Hoje, vivemos na era da informação - esta mantém uma relação simbiótica com tecnologia, logo, reconhecemos o uso frequente do termo tecnologias de informação. Temos assistido, nos últimos anos, a uma evolução exponencial das tecnologias de informação e rápida integração no dia a dia; modificaram os nossos hábitos, a forma de nos expressarmos com o meio envolvente (com todos os aspetos positivos e negativos decorrentes), mas também mudaram a forma de ensinar. Hoje, vemos os professores e os alunos a partilharem apresentações, documentos e outros conteúdos multimédia com recurso exclusivo a tecnologias de informação.

No entanto, convém lembrar que “era da informação” não é sinónimo de “era do conhecimento” e as diferenças são fonte fácil de equívocos. Muito do conhecimento que hoje os professores tentam passar para os seus alunos não é mais do que informação desconexa, teorias memorizadas e que rapidamente são esquecidas dada a quantidade de informação a que estes estão sujeitos na escola, em suas casas ou ambientes sociais que integram. Os resultados de alguns estudos demonstram que, depois de 15 dias, apenas retemos 10% do que foi lido.

Num passado recente foi realizado muito investimento que permitiu às escolas atualizar os seus parques informáticos para uma relação ótima de um aluno um computador, ligações de fibra ótica, quadros interativos, um vídeo projetor por sala de aula, em suma, investimento na camada física ou se preferirmos apenas em “hardware”.

Agora é importante que o ministério ou as administrações privadas considerem investir na camada “software”, no desenvolvimento e disponibilização de ferramentas que sejam capazes de integrar opções pedagógicas inovadoras que impliquem a escola, os professores, alunos e as empresas num processo sistemático de aquisição de conhecimento não só em ambiente escolar, mas também fora dele que permitam aos alunos a simulação e a realização de casos de estudo e simultaneamente se motivem para novos desafios.

Assim, os sistemas de informação na educação ganham outra dimensão e os alunos através do uso das ferramentas que dispõem se transcendem e consequentemente assumem um papel mais ativo na aquisição de conhecimento e competências.

A EPB, na sua longa história, sempre procurou acompanhar a tendência tecnológica de oferecer aos seus alunos as melhores ferramentas de aprendizagem e métodos de ensino que facilitem uma melhor integração no mercado de trabalho.
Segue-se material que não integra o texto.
PR #735, opened 2025-02-07
[WIP] make js / d.ts files consistent

sly7-7:
It's a WIP related #715

As per https://github.com/sindresorhus/file-type/issues/715#issuecomment-2596421250 , I've removed all the FileTypeOptions arguments passed in helper functions `fileTypeFromXXX`.
Some tests are now failing, it emphasizes the fact that some functions currently have the ability to take a FileTypeOptions argument but not others.

I've also reorganized a bit the file structure of core.js/core.d.ts and index.js/index.d.ts  to make them more or less aligned.

Please let me know if that makes sense, and what would you do about the "helpers" functions, make all of them or none of them able to take FileTypeOptions argument.

PR #752, opened 2025-05-15
Allow file-type options to be directly passed to exported functions

Borewit:
Changes:

- Allow file-type options to be directly passed to exported functions
- Improve coverage of type tests
- Centralized file-type options documentation (I want to introduce a new shared option in #646)

Related to #735, as this addresses some of the inconsistencies as well

### DIFF
--- a/core.d.ts
+++ b/core.d.ts
@@ -37,7 +37,7 @@ If file access is available, it is recommended to use `.fromFile()` instead.
 export function fileTypeFromBuffer(buffer: Uint8Array | ArrayBuffer, options?: FileTypeOptions): Promise<FileTypeResult | undefined>;
 
 /**
-Detect the file type of [web `ReadableStream`](https://developer.mozilla.org/en-US/docs/Web/API/ReadableStream).
+Detect the file type of a [web `ReadableStream`](https://developer.mozilla.org/en-US/docs/Web/API/ReadableStream).
 
 The file type is detected by checking the [magic number](https://en.wikipedia.org/wiki/Magic_number_(programming)#Magic_numbers_in_files) of the buffer.
 
--- a/core.d.ts
+++ b/core.d.ts
@@ -24,38 +24,38 @@ export type FileTypeResult = {
 };
 
 /**
-Detect the file type of a `Uint8Array`, or `ArrayBuffer`.
+Detect the file type of `Uint8Array`, or `ArrayBuffer`.
 
 The file type is detected by checking the [magic number](https://en.wikipedia.org/wiki/Magic_number_(programming)#Magic_numbers_in_files) of the buffer.
 
 If file access is available, it is recommended to use `.fromFile()` instead.
 
 @param buffer - An Uint8Array or ArrayBuffer representing file data. It works best if the buffer contains the entire file. It may work with a smaller portion as well.
-@param options - Options to override default behaviour.
+@param options - Options to override default behavior.
 @returns The detected file type, or `undefined` when there is no match.
 */
 export function fileTypeFromBuffer(buffer: Uint8Array | ArrayBuffer, options?: FileTypeOptions): Promise<FileTypeResult | undefined>;
 
 /**
-Detect the file type of a [web `ReadableStream`](https://developer.mozilla.org/en-US/docs/Web/API/ReadableStream).
+Detect the file type of [web `ReadableStream`](https://developer.mozilla.org/en-US/docs/Web/API/ReadableStream).
 
 The file type is detected by checking the [magic number](https://en.wikipedia.org/wiki/Magic_number_(programming)#Magic_numbers_in_files) of the buffer.
 
 @param stream - A [web `ReadableStream`](https://developer.mozilla.org/en-US/docs/Web/API/ReadableStream) streaming a file to examine.
-@param options - Options to override default behaviour.
+@param options - Options to override default behavior.
 @returns A `Promise` for an object with the detected file type, or `undefined` when there is no match.
 */
 export function fileTypeFromStream(stream: AnyWebByteStream, options?: FileTypeOptions): Promise<FileTypeResult | undefined>;
 
 /**
-Detect the file type from an [`ITokenizer`](https://github.com/Borewit/strtok3#tokenizer) source.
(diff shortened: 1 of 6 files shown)


core.d.ts
```diff
@@ -31,19 +31,21 @@ The file type is detected by checking the [magic number](https://en.wikipedia.or
 If file access is available, it is recommended to use `.fromFile()` instead.
 
 @param buffer - An Uint8Array or ArrayBuffer representing file data. It works best if the buffer contains the entire file. It may work with a smaller portion as well.
+@param options - Options to override default behaviour.
```
sindresorhus, line 34:
```suggestion
@param options - Options to override default behavior.
```

index.test-d.ts
```diff
@@ -13,19 +16,35 @@ import {
...
+// FileTypeFromBlob
+(async () => {
+	const result = await fileTypeFromBlob(new Blob());
+	if (result !== undefined) {
+		expectType<string>(result.ext);
+		expectType<string>(result.mime);
+	}
+
+	expectType<FileTypeResult | undefined>(await fileTypeFromBlob(new Blob(), {customDetectors: []}));
+})();
```
sindresorhus, line 45: We don't need to duplicate tests for each method. Generally, type tests are only useful if they do something more than just check what we can already see from the types. Same with the rest of the changes in this file.

readme.md
```diff
@@ -130,13 +130,17 @@ Type: `Uint8Array | ArrayBuffer`
 
 A buffer representing file data. It works best if the buffer contains the entire file. It may work with a smaller portion as well.
 
-### fileTypeFromFile(filePath)
+#### options
+
+See [file type-options](#file-type-options).
```
sindresorhus, line 135: We don't need this for every method. It's implied that it's the options from the options section.

readme.md
```diff
@@ -341,6 +359,19 @@ Returns a `Set<string>` of supported file extensions.
 
 Returns a `Set<string>` of supported MIME types.
 
+### File-type options
+The following optional options are supported:
```
sindresorhus, line 363:
```suggestion
### Options

The following optional options are supported:
```

readme.md
```diff
@@ -341,6 +359,19 @@ Returns a `Set<string>` of supported file extensions.
...
+
+- `customDetectors`: Array of custom file type detectors, to run before default detectors.
```
sindresorhus, line 365:
```suggestion
#### customDetectors

Array of custom file type detectors, to run before default detectors.

```

core.d.ts
```diff
@@ -24,35 +24,38 @@ export type FileTypeResult = {
 };
 
 /**
-Detect the file type of a `Uint8Array`, or `ArrayBuffer`.
+Detect the file type of `Uint8Array`, or `ArrayBuffer`.
```
sindresorhus, line 27: Don't do unrelated changes. `a` was correct.

```suggestion
Detect the file type of a `Uint8Array` or `ArrayBuffer`.
```

readme.md
```diff
@@ -341,6 +343,23 @@ Returns a `Set<string>` of supported file extensions.
 
 Returns a `Set<string>` of supported MIME types.
 
+### File-type options
```
sindresorhus, line 346:
```suggestion
### Option
```

readme.md
```diff
@@ -341,6 +343,23 @@ Returns a `Set<string>` of supported file extensions.
...
+
+The following optional options are supported:
```
sindresorhus, line 348: Moot

readme.md
```diff
@@ -341,6 +343,23 @@ Returns a `Set<string>` of supported file extensions.
...
+
+#### customDetectors
+
+Array of custom file type detectors, to run before default detectors.
+
+For example:
```
sindresorhus, line 354:
```suggestion
Array of custom file type detectors to run before default detectors.

For example:

```

readme.md
```diff
@@ -353,8 +372,9 @@ Detectors can be added via the constructor options or by directly modifying `Fil
 
 ### Example adding a detector
 
+For example:
```
sindresorhus, line 375:
```suggestion
For example:

```

index.test-d.ts
```diff
@@ -13,39 +16,91 @@ import {
...
+	expectType<FileTypeResult | undefined>(await fileTypeParser.fromStream(new Readable()));
+
+	// From a DOM type Blob
+	expectType<FileTypeResult | undefined>(await fileTypeParser.fromBlob(new Blob()));
+
+	// From a DOM type Web byte ReadableStream
+	expectType<FileTypeResult | undefined>(await fileTypeParser.fromStream(new ReadableStream({type: 'bytes'})));
+
+	// From a Node type byte ReadableStream
+	expectType<FileTypeResult | undefined>(await fileTypeParser.fromStream(new NodeReadableStream({type: 'bytes'})));
```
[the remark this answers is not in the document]
sindresorhus: Type tests can be useful for advanced types, but just testing what it accepts is simply duplicating the type definition. index.test-d.ts was a mistake in general. Most of the time, just getting TS to validate the index.d.ts is enough.

readme.md
```diff
@@ -304,6 +304,8 @@ Type: [`stream.Readable`](https://nodejs.org/api/stream.html#stream_class_stream
 
 Type: `object`
 
+May also include [generic file-type options](#options).
```
sindresorhus, line 307:
```suggestion
Supports the following options in addition to the [general options](#options):
```

sindresorhus (changes requested):

index.test-d.ts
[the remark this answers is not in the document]
Borewit: I tried to make it more effective, and got across an issue of using mixed options (FileTypeOptions and StreamOptions), lacking right declaration. Something I could have found as well by having a critical look to the TypeScript declaration, indeed.

Corrected that, as well I (believe) improved declaration of allowing mixed 2f6aad8777ee36c8d82b927e074ab19849535d65, apparently an intersection works better. From a mathematical definition this does not make sense to me, but in the TypeScript world this seems to better reflect the type intended.

If there are things in ndex.test-d.ts, which you believe are moot, please just toss them out. For me it to arbitrary what should be in or out. I believe it is now in a more sensible and consistent state, as when found it prior to this PR.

Todos os alu-nos possuem uma conta de correio eletrónico institucional, portal de alunos acessível por alunos e encarregados de educação para verificação de notas, horários, faltas e informações financeiras, acesso a atividades pedagógicas, entre outras ferramentas mais específicas da área de formação.

Congratulo-me pelo facto de a EPB ser uma escola tecnológica, uma escola capaz de integrar soluções inovadoras no processo de ensino que visam melhorar e acompanhar novos métodos de aprendizagem para os nossos alunos.

Contudo, há que refletir se estamos a viver numa sociedade de informação e/ou numa sociedade do conhecimento depois de duas décadas de investimentos na formação e qualificação dos portugueses. Independentemente da definição adotada, interessa referir que ambas possuem um dominador comum que são as tecnologias de informação e a importância destas na produtividade e economia nacional.